■ YOUR INSTRUCTIONS
Look through the records below for the line with "it as it is?" and the line with "praneesha: - First", then return those lines and all lines between, exactly.
*** THE DATA ***
PR #17197, opened 2019-07-31
Fix gen client generation in openApi

DimalChandrasiri:


misc/openapi-ballerina/modules/openapi-to-ballerina-generator/src/main/java/org/ballerinalang/openapi/CodeGenerator.java
```diff
@@ -122,7 +138,7 @@ public void generate(GenType type, String definitionPath, String serviceName, St
      */
     public void generate(GenType gt, String definitionPath, String outPath)
             throws IOException, BallerinaOpenApiException {
-        generate(gt, definitionPath, outPath, null);
+        generate(gt, definitionPath, null , outPath);
```
NipunaMarcus: @DimalChandrasiri any idea why we put service name as null?

DimalChandrasiri: This is a common method and the service name is required in the service generation path and is handled to use the service name when executed on the service generation path.

PR #17200, opened 2019-07-31
Update README with new messaging

Samallama:
Edited the beginning of the README file with the new messaging.

### DIFF
--- a/README.md
+++ b/README.md
@@ -7,16 +7,19 @@
     [![codecov](https://codecov.io/gh/ballerina-platform/ballerina-lang/branch/master/graph/badge.svg)](https://codecov.io/gh/ballerina-platform/ballerina-lang)
   [![License](https://img.shields.io/badge/License-Apache%202.0-blue.svg)](https://opensource.org/licenses/Apache-2.0)
 
-Ballerina is a compiled, type safe, concurrent programming language designed to make it simple to write microservices that integrate APIs.
+Ballerina is a general-purpose programming language with features optimized for network distributed applications.
 
-#### Integration Syntax
-A compiled, transactional, statically and strongly typed programming language with textual and graphical syntaxes. Ballerina incorporates fundamental concepts of distributed system integration and offers a type safe, concurrent environment to implement microservices.
+#### Services
+It has first-class language constructs for providing and consuming services,
 
-#### Networked Type System
-A type system that embraces network payload variability with primitive, object, union, and tuple types.
+#### Sequence diagrams
+The structure of functions and programs allows them to be viewed as sequence diagrams showing the interactions between concurrently executing parts.
 
-#### Concurrency
-An execution model composed of lightweight parallel worker units that are non-blocking where no function can lock an executing thread manifesting sequence concurrency. 
+#### Structural typing
+It allows for looser coupling between distributed components and eliminates the friction of data binding.
+
+#### Metadata
+Extensible metadata enables easy integration of Ballerina programs with cloud platforms. 
  
 ## Table of contents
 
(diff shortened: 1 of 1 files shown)


README.md
```diff
@@ -7,16 +7,19 @@
     [![codecov](https://codecov.io/gh/ballerina-platform/ballerina-lang/branch/master/graph/badge.svg)](https://codecov.io/gh/ballerina-platform/ballerina-lang)
   [![License](https://img.shields.io/badge/License-Apache%202.0-blue.svg)](https://opensource.org/licenses/Apache-2.0)
 
-Ballerina is a compiled, type safe, concurrent programming language designed to make it simple to write microservices that integrate APIs.
+In the cloud, applications interact with their environment over the network. Ballerina is a general-purpose programming language with features optimized for these network distributed applications. It is easy to write and modify and is suitable for application programmers.
```
praneesha:
```suggestion
In the cloud, applications interact with their environment over the network. Ballerina is a general-purpose programming language with features optimized for these network-distributed applications. It is easy to write and modify and is suitable for application programmers.
```

README.md
```diff
@@ -7,16 +7,19 @@
...
 
-#### Integration Syntax
-A compiled, transactional, statically and strongly typed programming language with textual and graphical syntaxes. Ballerina incorporates fundamental concepts of distributed system integration and offers a type safe, concurrent environment to implement microservices.
+#### Services
+It has first-class language constructs for providing and consuming services,
```
praneesha:
```suggestion
It has first-class language constructs for providing and consuming services.
```

README.md
```diff
@@ -7,16 +7,19 @@
...
 
-#### Networked Type System
-A type system that embraces network payload variability with primitive, object, union, and tuple types.
+#### Sequence diagrams
+The structure of functions and programs allows them to be viewed as sequence diagrams showing the interactions between concurrently executing parts.
```
praneesha:
```suggestion
The structure of the functions and programs allows them to be viewed as sequence diagrams showing the interactions between the components that execute concurrently.
```

README.md
```diff
@@ -7,16 +7,19 @@
...
 
-#### Concurrency
-An execution model composed of lightweight parallel worker units that are non-blocking where no function can lock an executing thread manifesting sequence concurrency. 
+#### Structural typing
+It allows for looser coupling between distributed components and eliminates the friction of data binding.
```
praneesha:
```suggestion
It allows looser coupling between distributed components and eliminates the friction of data binding.
```

README.md
Samallama: I consulted Rebecca and she said it can be written both ways. Since our tagline and most materials say network distributed (without the hyphen), shall we keep as is?

README.md
Samallama: - First edit: This isn't referring to any functions or programs, it's referring to all. Suggest not to add 'the'.
- Second edit: Suggest to keep as is, because this is the messaging reviewed by the Ballerina team.

README.md
Samallama: "allows" and "allows for" hold two different meanings.  Since this messaging has been approved already shall we keep it as it is?

README.md
praneesha: You can write it in both ways when the term "network-distributed" is used on its own. Here, since it is used as an adjective to describe "applications", we need to say "network-distributed applications."

Anyway, I am -1 to use it as our tagline as it linguistically doesn't sound right to say "network distributed". We do get such a word even when we do a Google search. The correct term is "distributed networks".  I doubt whether it should be "distributed-network applications". To be on the safe side, we can say "applications distributed over a network" to avoid distorting the actual meaning.

README.md
praneesha: - First edit: You need to use "the" before a noun.
- It shouldn't be reviewed linguistically by the Ballerina team as if done it should be done by myself. Saying "concurrently-executing parts" is just shorthand (we need the hyphen there). It is better to say it in the proper way as "the components that execute concurrently."

README.md
praneesha: I am not sure who approved it. For me, it is right to say, "It allows looser coupling " as the meaning becomes straightforward that Ballerina allows it.

PR #17238, opened 2019-07-31
Adapt table query bbe to new ballerina syntax

rdhananjaya:
## Purpose
$subject


hasithaa:
This is fixed in https://github.com/ballerina-platform/ballerina-lang/pull/17239/files

PR #17322, opened 2019-08-02
Add test cases for http2

Bhashinee:
## Purpose
Add test cases for client actions and http2 over ALPN.


arukshani:
Shall we just change the purpose statement to "Add test cases for client actions and http2 over ALPN". Content of the PR is fine. Let's remove the prior knowledge part in the purpose statement since it is only applicable for cleartext

PR #17401, opened 2019-08-05
Fix BBE issues and address suggestions

MaryamZi:
## Purpose
$title.

Fixes #<Issue Number>

## Check List 
- [ ] Updated Change Log
- [ ] Added necessary tests
  - [ ] Unit Tests
  - [ ] Spec Conformance Tests
  - [ ] Integration Tests
- [ ] Increased Test Coverage   
  - [ ] API documentation 
  - [ ] Ballerina By Examples


examples/json-access/json_access.bal
```diff
@@ -12,38 +12,38 @@ public function main() {
...
     };
 
-    // Field access is allowed on the `json` typed variable, but the return
+    // Field access is allowed on the `json`-typed variable. However, the return
     // type would be a union of `json` and `error`. An error will be returned
     // either if the value on which the access is done is not a mapping or if
     // it is a mapping, but it does not contain the particular key.
     json|error r1 = j1.fname;
-    // `r1` is of type `json` since `j1` is a mapping and contains the field `fname`.
+    // `r1` is of the type `json` since `j1` is a mapping and contains the field `fname`.
```
pubudu91: Doesn't "the" sound odd here?

examples/json-access/json_access.bal
```diff
@@ -12,38 +12,38 @@ public function main() {
...
     io:println(r1);
 
     // Similarly, chained field access is also allowed for `json`. If an `error`
     // is encountered at any point during the evaluation, evaluation stops at
     // that point and the result would be an error.
     json|error r2 = j1.address.city;
-    // `r2` is of type `json` since `j1` is a mapping with the field `address`, which in
-    // turn is a mapping with the field `city` which will be the resultant value.
+    // `r2` is of the type `json` since `j1` is a mapping with the field `address`, which in
```
pubudu91: Same comment as above here

examples/json-access/json_access.bal
MaryamZi: These changes are as suggested by @praneesha in https://github.com/ballerina-platform/ballerina-lang/pull/17102/files#r309103462

examples/optional-type/optional_type.bal
```diff
@@ -16,12 +16,12 @@ function getValue(string key) returns string? {
 }
 
 public function main() {
-    // It is optional for `getValue()` to return a value of type `string`. Thus, the value could be either
+    // It is optional for `getValue()` to return a value of the type `string`. Thus, the value could be either
```
pubudu91:
```suggestion
    // It is optional for `getValue()` to return a value of type `string`. Thus, the value could be either
```

examples/range-expressions/range_expressions.bal
```diff
@@ -27,7 +27,7 @@ public function main() {
         if (r is record {| int value; |}) {
             io:println(r.value);
         } else {
-            // `r` is `()`, implying the end of the iteration.
+            // `r` is `()` implying the end of the iteration.
```
pubudu91:
```suggestion
            // `r` being `()` implies the end of the iteration.
```

examples/json-access/json_access.bal
praneesha: We need to have "the" before a noun.

examples/json-access/json_access.bal
praneesha: We need to have "the" before a noun.

examples/json-access/json_access.bal
pubudu91: It just sounds wrong and weird here though. The idea is to say that `r1`'s type is `json`

praneesha: The way it is worded here needs "the".

examples/range-expressions/range_expressions.bal
MaryamZi: I prefer the former. Specifically because this is a side by side explanation of the code.

examples/json-access/json_access.bal
pubudu91: Again, the context matters. In this context, putting "the" here sounds weird and wrong. See https://english.stackexchange.com/questions/57335/a-variable-of-type-int-versus-a-variable-of-an-int-type for example.

examples/range-expressions/range_expressions.bal
praneesha: +1

examples/json-access/json_access.bal
gimantha: https://english.stackexchange.com/questions/358223/use-of-the-after-the-prepostion-of

I think we only have to add "the" if there many "json" types and if we have specifically mentioned one before. but we have only one json type. so we don't need "the" IMO

praneesha: It is exactly why we need to have "the" (because we have only one type of JSON).

sameerajayasoma:
Looks like there are comments that need to be addressed. Please don't merge this PR.

examples/json-access/json_access.bal
MaryamZi: Shall we come to a conclusion on this please? :) I'm OK with either version, but a quick search of something like "of type int" seems to have more results than "of **the** type int".

IMO, the existing form reads OK -  
```
`r1` is of type `json`
```

However, IMO again, if it was phrased as follows, we would need the "the"
```
`r1` is of the `json` type
```

Thoughts please?

pubudu91: IMO, we should be going with what's normally used in programming. The first form is what I have seen in computing related literature/articles. Plus reads easy too.

praneesha: We need to have "the" for grammatical correctness.

anupama-pathirage: Here "`r1` is of type `json`" looks more natural and correct to me. This is what used in any other technical documentation as well. I think the reason is these are not Standard English, but rather technical terms used commonly. So we shouldn't make it odd by deviating common technical documentations. 

Refer below examples (Search for "of type JSON"). All are official technical documentations.
1. https://dev.mysql.com/doc/refman/5.7/en/json.html
2. https://v1.realworldocaml.org/v1/en/html/handling-json-data.html
3. https://www.postgresql.org/docs/9.4/datatype-json.html
4. https://books.google.lk/books?id=9dh6DAAAQBAJ&pg=PA153&lpg=PA153&dq=%22of+type+json%22&source=bl&ots=6Nyed9xHht&sig=ACfU3U0bpP-JCoPSnSMhgfKChtVNuWAnWg&hl=en&sa=X&ved=2ahUKEwiowPCD1JDkAhXFqI8KHWVjCQEQ6AEwCnoECAkQAQ#v=onepage&q=%22of%20type%20json%22&f=false

MaryamZi: Thanks all, going ahead without the "the" since that seems to be how it is commonly used.

PR #17415, opened 2019-08-05
Process Execute Support

lafernando:
This is to support executing commands as sub-processes in Ballerina.


stdlib/system/src/main/ballerina/src/system/Module.md
```diff
@@ -60,5 +60,8 @@ public function main() {
     
     // Copy file ot directory to new path.
     error? results = system:copy(“/A/B/C”, “/A/B/D”, replaceExisting = true);
+
+    // Execute an OS command as a subprocess
+    system:Process|error proc = check system:exec("ls", {}, "/", "-la");
```
wggihan:
```suggestion
    system:Process|system:Error proc = check system:exec("ls", {}, "/", "-la");
```

Issue #11172, opened 2018-11-02
Private types defined in a package can be used outside of the package


pubudu91:
Consider the following type def in a package `foo`.
```ballerina
type Bar string|xml|json;
```
The above type can be used outside of the `foo` package without a problem. For example:
```ballerina
import ballerina/io;
import pubudu/foo;

public function main() {
	json j = {"a":25};
	foo:Bar f = j;
	io:println(f);
}
```
Running the above program prints `{"a":25}`

Related issue: #11170

rdhananjaya:
Reopening as previous PR was reverted in https://github.com/ballerina-platform/ballerina-lang/pull/17603

PR #17575, opened 2019-08-11
Enforce pkg only access for user defined types

rdhananjaya:
## Purpose
Fix https://github.com/ballerina-platform/ballerina-lang/issues/11172


langlib/lang.array/src/main/ballerina/src/lang.array/array.bal
```diff
@@ -18,19 +18,19 @@
 # Has the special semantic that when used in a declaration
 # all uses in the declaration must refer to same type.
 @typeParam
-type Type any|error;
+public type Type any|error;
```
sameerajayasoma: We shouldn't make these types `public` IMO. They are not part of the `lang.array` API. 

Here is an attempt to clarify the scenario. 
```ballerina
// likewise, we can consider records, objects, etc,.
public function foo(T1 t1,.... Tn tn) returns Tr ;
```
`T` belongs to `{T1, ...., Tn, Tr}`

- If `T` has public visibility, then T can be part of a public construct.
- If `T` has module-level visibility, then T can be part of a public construct except for the following cases:
  - `T` is an object with members that have private visibility.
  - `T` is an object with members that have module-level visibility.

PR #17801, opened 2019-08-15
 Fix invalid record break issue

wggihan:
## Purpose
$title.


stdlib/io/src/test/resources/test-src/io/csv_io.bal
```diff
@@ -139,3 +161,21 @@ function getTableWithNill(string filePath) returns @tainted [string, string]|err
...
+    string[] keys = [];
+    if (rCsvChannel is io:ReadableCSVChannel) {
+        var tblResult = rCsvChannel.getTable(CommonApp);
+        if (tblResult is table<CommonApp>) {
+            foreach var rec in tblResult {
+                keys.push(rec.appId);
+            }
+            error? closeResult = rCsvChannel.close();
+        }
+        else {
```
chamil321: Shall we move `else` to the above line?

PR #17883, opened 2019-08-16
Enable few disabled jballerina unit tests

irshadnilam:
## Purpose
$title


tests/jballerina-unit-test/src/test/resources/test-src/expressions/lambda/iterable/basic-iterable-with-variable-mutability.bal
```diff
@@ -64,81 +64,75 @@ function testBasicArray2(string[] values) returns string {
...
-//}
+function testBasicMap1() returns [int, string[]] {
+    map<string> m = {a:"A", b:"B", c:"C", d:"D", e:"E"};
+    int count = 0;
+    string[] values = m.keys().'map(function (string key) returns string {
+                                count = count + 10;
+                                var k = key;
+                                return k.toLowerAscii();
+                            })
+                      .filter(function (string v) returns boolean {
```
Shan1024: It is better if this line is aligned with the `.keys`.

@NipunaRanasinghe Please check whether this formatting change can be supported via the IDEA(and LS) in the future.

tests/jballerina-unit-test/src/test/resources/test-src/expressions/lambda/iterable/basic-iterable-with-variable-mutability.bal
```diff
@@ -64,81 +64,75 @@ function testBasicArray2(string[] values) returns string {
...
-//                            return ["", xml ` `];
-//                      });
-//    str = str + "-end";
-//    return [str, m];
-//}
+function testBasicMap1() returns [int, string[]] {
+    map<string> m = {a:"A", b:"B", c:"C", d:"D", e:"E"};
+    int count = 0;
+    string[] values = m.keys().'map(function (string key) returns string {
+                                count = count + 10;
```
Shan1024: Indentation seems to be incorrect here. The indentation should start from where the `function` starts.
Eg - 
```
string[] values = m.keys().'map(function (string key) returns string {
                                    count = count + 10;
```

@NipunaRanasinghe WDYT? Please check whether this formatting change can be supported via the IDEA(and LS) in the future if seems good.

NipunaRanasinghe: @Shan1024 Yeah +1. It would be better if the function body can be indented w.r.t. where the function starts, as Shan has suggested. :) 

@NipunaMarcus WDYT? Should we define these sub-rules in [Ballerina Style Guide](https://ballerina.io/learn/style-guide/definitions/#function-definition)?

tests/jballerina-unit-test/src/test/resources/test-src/expressions/lambda/iterable/basic-iterable-with-variable-mutability.bal
NipunaRanasinghe: @Shan1024 +1. To be consistent, its better if we can try to indent w.r.t. the beginning of the RHS of the assignment statement, as below.
```
function foo() {
    var x = variableX.foo().bar()
                .match()
                .filter();
}
```

@NipunaMarcus  WDYT? Do we have already have predefined rules when formatting the assignment statements, in our formatting guide?,

NipunaMarcus: @NipunaRanasinghe yes we already have style guide rules on how to format assignment and how to format line breaks

tests/jballerina-unit-test/src/test/resources/test-src/expressions/lambda/iterable/basic-iterable-with-variable-mutability.bal
NipunaMarcus: @NipunaRanasinghe we don't have this specific rule ... we have a general rule how we should handle line breaks ... when a line break happens we indent the broken line with four spaces related to the parent of it.

hasithaa:
@irshadnilam Seems like there is a check style issue.

irshadnilam:
> @irshadnilam Seems like there is a check style issue.

Fixed.

Issue #24023, opened 2020-06-12
ListenerImplReceiveTest hangs intermittently in Email Connector


Maninda:
**Description:**
`org.ballerinalang.stdlib.email.ListenerImapReceiveTest` hangs for about an hour with the log `INFO: User hascode is listening to remote server at 127.0.0.1...` intermittently.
*** End of THE DATA ***
■ RESPONSE TO THIS EXERCISE
Samallama: "allows" and "allows for" hold two different meanings.  Since this messaging has been approved already shall we keep it as it is?

README.md
praneesha: You can write it in both ways when the term "network-distributed" is used on its own. Here, since it is used as an adjective to describe "applications", we need to say "network-distributed applications."

Anyway, I am -1 to use it as our tagline as it linguistically doesn't sound right to say "network distributed". We do get such a word even when we do a Google search. The correct term is "distributed networks".  I doubt whether it should be "distributed-network applications". To be on the safe side, we can say "applications distributed over a network" to avoid distorting the actual meaning.

README.md
praneesha: - First edit: You need to use "the" before a noun.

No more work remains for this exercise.